Collected data
PR #10544, opened 2026-07-31
Update cairo to 1.18.4

EZ4Stephen:


EZ4Stephen:
freebsd static run is stuck.

PR #10552, opened 2026-08-02
pcre2: Update to 10.47, update links

EZ4Stephen:


EZ4Stephen:
Doing this to indirectly fix building debug/shared version of pcre2 with MSVC.

PR #10584, opened 2026-08-06
bgfx: update to 9392 and support MD runtime

FFFelian:
\* update to 9392 and replace` bgfx::init() `with `bgfx::init(init)` since the default argument was removed in 9392 .
 \* add support to MD/MDd runtime by passing `--with-dynamic-runtime`.


FFFelian:
我看最新genie 1204已经可以处理vs2026了, 改成`add_deps("genie 1204")`, 去掉`if tonumber(vs) >= 2022`是不是也行

packages/b/bgfx/xmake.lua
```diff
@@ -72,15 +77,15 @@ package("bgfx")
...
             msbuild.build(package, configs)
 
-            os.trycp("../../win*_vs*/bin/*.lib|*example*", package:installdir("lib"))
-            os.trycp("../../win*_vs*/bin/*.dll", package:installdir("lib"))
-            os.trycp("../../win*_vs*/bin/*.lib", package:installdir("lib"))
-            os.trycp("../../win*_vs*/bin/*.exe", package:installdir("bin"))
+            os.trycp("../../*_vs*/bin/*.lib|*example*", package:installdir("lib"))
+            os.trycp("../../*_vs*/bin/*.dll", package:installdir("lib"))
+            os.trycp("../../*_vs*/bin/*.lib", package:installdir("lib"))
+            os.trycp("../../*_vs*/bin/*.exe", package:installdir("bin"))
```
luadebug, line 97: Is this going to work with old versions of bgfx?

packages/b/bgfx/xmake.lua
```diff
@@ -111,7 +117,21 @@ package("bgfx")
             local envs = make.buildenvs(package)
             envs.BX_DIR = bxdir
             envs.BIMG_DIR = bimgdir
+            
+            if package:is_plat("windows") and package:is_arch("arm64") then
+                os.rm("3rdparty/glsl-optimizer/include/c99/stdint.h")
+            end
+            if package:version() and package:version():ge("9392") and package:is_plat("iphoneos") then
+                io.replace("scripts/bgfx.lua", 'configuration { "osx*" }', 'configuration { "ios*" }\n\t\tbuildoptions { "-x objective-c++" }\n\tconfiguration { "osx*" }', {plain = true})
+            end
```
luadebug, line 132: Try delete it maybe it would work without this, since we updated genie.

packages/b/bgfx/xmake.lua
```diff
@@ -9,40 +8,43 @@ package("bgfx")
...
     elseif is_plat("iphoneos") then
-        add_frameworks("OpenGLES", "CoreGraphics", "Metal", "QuartzCore", "UIKit")
+        add_frameworks("OpenGLES", "CoreGraphics", "Metal", "QuartzCore", "UIKit", "VideoToolbox", "CoreMedia", "CoreVideo")
     elseif is_plat("linux") then
         add_deps("libx11")
         add_syslinks("GL", "pthread", "dl")
     end
 
-    add_deps("genie")
+    add_deps("genie 1204")
```
luadebug: I think we can keep it as is "genie" it should acquire newest?

packages/b/bgfx/xmake.lua
```diff
@@ -72,15 +77,15 @@ package("bgfx")
 
             local configs = {}
             table.insert(configs, "/p:Configuration=" .. mode)
-            table.insert(configs, "/p:Platform=" .. (package:is_arch("x64") and "x64" or "Win32"))
-            table.insert(configs, "bgfx.sln")
+            table.insert(configs, "/p:Platform=" .. (package:is_arch("x64") and "x64" or (package:is_arch("arm64") and "ARM64" or (package:is_arch("arm") and "ARM" or "Win32"))))
+            table.insert(configs, tonumber(msvc:config("vs")) >= 2026 and "bgfx.slnx" or "bgfx.sln")
```
luadebug: Is it going to work with old versions of bgfx? As I'm not sure old ones provide **.slnx**

packages/b/bgfx/xmake.lua
```diff
@@ -111,7 +117,21 @@ package("bgfx")
             local envs = make.buildenvs(package)
             envs.BX_DIR = bxdir
             envs.BIMG_DIR = bimgdir
+            
+            if package:is_plat("windows") and package:is_arch("arm64") then
+                os.rm("3rdparty/glsl-optimizer/include/c99/stdint.h")
```
luadebug: Maybe it's better to place **os.tryrm**

packages/b/bgfx/xmake.lua
FFFelian: 旧版本bgfx也正常兼容的。bx的scripts/toolchain.lua用Win32_/win64_/arm64_拼接action名，至少自从7816版本开始便已经这种做法了。

luadebug (changes requested):
Good. But we need place on_check("linux") so this would check if version equal to newest and arm cpu build so it would assert that newest version of bgfx does not support Linux arm.

luadebug (approved):

waruqi:
linux arm fails, you can fix or ignore it in on_install

PR #10596, opened 2026-08-09
imgui: update to v1.92.9b and add several new options

Northn:
- Added ImGui v1.92.8, v1.92.9, and v1.92.9b.
- Added the corresponding docking variants.
- Added the following optional configurations, all disabled by default:
  - `no_demo_windows`
  - `no_debug_tools`
  - `no_obsolete_functions`
  - `builtin_math_operations`

### DIFF
--- a/packages/i/imgui/xmake.lua
+++ b/packages/i/imgui/xmake.lua
@@ -7,6 +7,9 @@ package("imgui")
     add_urls("https://github.com/ocornut/imgui.git", {alias = "git"})
 
     -- don't forget to add the docking versions as well
+    add_versions("v1.92.9b", "21d8a0a565e85dce943e375db00812c2f3f0ab21f3f0f7964e364a63422d7f99")
+    add_versions("v1.92.9", "af97ed649182c39314320514a672b82008ab462b9293fe23d37b30bfa5d05519")
+    add_versions("v1.92.8", "fecb33d33930e12ff53a34064e9d3a06c8f7c3e04408f14cd36c80e3faac863b")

Instructions for the task: Every line in the data above that includes the word "genie" should be copied.

Output:
我看最新genie 1204已经可以处理vs2026了, 改成`add_deps("genie 1204")`, 去掉`if tonumber(vs) >= 2022`是不是也行
luadebug, line 132: Try delete it maybe it would work without this, since we updated genie.
-    add_deps("genie")
+    add_deps("genie 1204")
luadebug: I think we can keep it as is "genie" it should acquire newest?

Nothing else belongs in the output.